Snow on land was estimated for each image using the minimum snow and ice area, i.e., the “glacier mask” described in this section. For any given time step, when the extent of snow and ice was larger than the initial glacier mask area, the additional pixels were classified as seasonal snow and output as snow on land. For the purposes of parameterizing the melt model used in Armstrong et al. (2019), any snow present on the surface of debris covered tongues was also mapped and referred to as snow or land. We performed post-classification corrections to adjust misclassified areas, which included: (a) some glacier edges misclassified as snow as a result of the mixed spectra from glacier ice and rock; (b) shadows in the accumulation areas of glaciers which have a similar spectral signature to ice and were misclassified as exposed glacier ice; and (c) bare illuminated terrain misclassified as debris covered ice. Manual corrections were applied only to the subset study areas for purposes of conducting a sensitivity analysis to manual corrections.

Misclassified areas from (a) and (c) were adjusted manually, with only minimal processing of debris cover, which was not the focus here. Shadows misclassified as ice (b) were corrected automatically by creating a negative buffer (−2,000 m) inside the full glacier ice and snow mask, i.e., “shrinking” the mask. The false snowlines located within the shrunken mask were “erased” automatically with an overlay vector operation for all dates, thus reducing the time needed for manual edits. We refer to the resulting versions over subset areas as “corrected” and the raw, full extent versions as “uncorrected.”

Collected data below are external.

PR #1712, opened 2023-11-14
Fix: Make sure there is only one copy of a new snapshot with the same ID when migration snapshot rows

izeigerman:


sqlmesh/core/state_sync/engine_adapter.py
```diff
@@ -902,10 +903,18 @@ def _migrate_rows(self) -> None:
...
-            snapshot_mapping[snapshot.snapshot_id] = new_snapshot
-            logger.debug(f"{snapshot.snapshot_id} mapped to {new_snapshot.snapshot_id}.")
+            new_snapshot_id = new_snapshot.snapshot_id
 
-        if not snapshot_mapping:
+            if (
+                new_snapshot_id not in new_snapshots
+                or new_snapshot.created_ts > new_snapshots[new_snapshot_id].created_ts
+            ):
+                new_snapshots[new_snapshot.snapshot_id] = new_snapshot
```
tobymao, line 912: should this be new_snapshot_id instead of new_snapshot.snapshot_id

tobymao (approved):

PR #1715, opened 2023-11-15
Fix!: remove auto expansion in render of unpushed snapshots

tobymao:
prior to this commit, render a model would auto expand any snapshot that did not have a version (uncommitted). this way the render query would always generate a runnable sql query. however, with large projects, expansion is extremely expensive and makes the default render unusable.

### DIFF
--- a/sqlmesh/core/renderer.py
+++ b/sqlmesh/core/renderer.py
@@ -202,19 +202,54 @@ class BaseExpressionRenderer:
         if not snapshots and not table_mapping and not expand:
             return expression
 
+        from sqlmesh.core.snapshot import to_table_mapping
+
         expression = expression.copy()
         with _normalize_and_quote(expression, self._dialect) as expression:
-            return _resolve_tables(
-                expression,
-                snapshots=snapshots,
-                table_mapping=table_mapping,
-                expand=expand,
-                deployability_index=deployability_index,
-                start=start,
-                end=end,
-                execution_time=execution_time,
-                **kwargs,
-            )
+            snapshots = snapshots or {}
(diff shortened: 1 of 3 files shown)


sqlmesh/core/renderer.py
```diff
@@ -202,19 +202,54 @@ def _resolve_tables(
...
-                snapshots=snapshots,
-                table_mapping=table_mapping,
-                expand=expand,
-                deployability_index=deployability_index,
-                start=start,
-                end=end,
-                execution_time=execution_time,
-                **kwargs,
-            )
+            snapshots = snapshots or {}
```
izeigerman, line 209: why is this no longer a function?

sqlmesh/core/renderer.py
```diff
@@ -202,19 +202,54 @@ def _resolve_tables(
...
+            table_mapping = table_mapping or {}
+            mapping = {**to_table_mapping(snapshots.values(), deployability_index), **table_mapping}
+            expand = {d.normalize_model_name(name, dialect=self._dialect) for name in expand} | {
```
izeigerman, line 212: Is this the only line that actually changed? Does it make sense to reduce the PR to just this relevant part?

sqlmesh/core/renderer.py
tobymao: it's not needed, it's not called anywhere outside of this instance method, and i needed  dialect

sqlmesh/core/renderer.py
tobymao: yes, this is the only line that should have changed

izeigerman (approved):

Automated Snowline Extraction: The “Buffer” Method

Snowlines were extracted in an automated way using a buffer applied to the snow and ice areas obtained from the surface partition at each time step (Figures 3A–H). Buffers have been used to extract snowline elevations in the Central Himalaya (Garg et al., 2017) or to estimate uncertainties in mapped glacier area in the Cascades (Granshaw and Fountain, 2017). While Garg et al. (2017) extracted snowlines only over the centerline of glaciers, here we estimated snowlines over the full extent of glaciers. Furthermore, while Garg et al. (2017) fixed the buffer size to 30 m around manually delineated snow areas, in this study we adapted the buffer size to the two DEMs tested (50-m buffer size for the 90-m CGIAR, and a 15-m buffer for the 30 m SRTMGL1). We performed a sensitivity analysis to the DEM and the buffer size used (section “Sensitivity Analysis”). For each time step, we intersected snow buffers to obtain a snowline interval, and then extracted elevations on a pixel-by-pixel basis from the DEM to obtain snowline elevations (Figure 3). Pixel-by-pixel SLA values are sensitive to outliers, so we estimated regional SLAs as the median elevation within the buffer interval over the full or subset image. Using the median rather than the mean accounts for non-normally distributed data in some of the months. The maximum SLA in a given year was considered the ELA for that year (Figure 3). SLAs were output automatically in tables, along with the ID of the scene and the parameters used for each run.

FIGURE 3
www.frontiersin.org

Figure 3. Intermediate products from the buffer method used in extracting the snowlines from Landsat images. Here we show an example from the Hunza: (A) false color composite (bands 6, 5, 4); (B) band 5; (C) separating ice and snow from debris covered ice; (D) separating snow on ice, clean ice, debris cover, and bare land; (E) extracting clean ice vs. snow on ice; (F) converting raster to ice and snow polygons, buffering the polygons and intersecting the polygons; (G) extracting the buffer polygon; and (H) extracting the elevation of pixels inside the buffer.

Uncertainty Estimates

Snow and ice mapping derived from remote sensing are subject to uncertainties issued from image classification techniques, mixed pixels and internal rocks, as discussed in previous studies (Racoviteanu et al., 2009; Paul et al., 2013). In this study, we used a standardized band ratio method to distinguish snow and ice from surrounding terrain, with carefully chosen thresholds. On the basis of previous studies (Paul et al., 2013), the accuracy of the glacier outlines derived from remote sensing using the automated technique is estimated as ± 1 pixel size (30 m). Multiple digitizing experiments have also found the accuracy of the automated glacier outlines to be within the variability of those obtained by manual digitization (Paul et al., 2013). Since here we only mapped the entire ice masses, and intersected them to get snowlines, we are not reporting the glacier outline accuracy directly, but we rather focus on the snowline accuracy.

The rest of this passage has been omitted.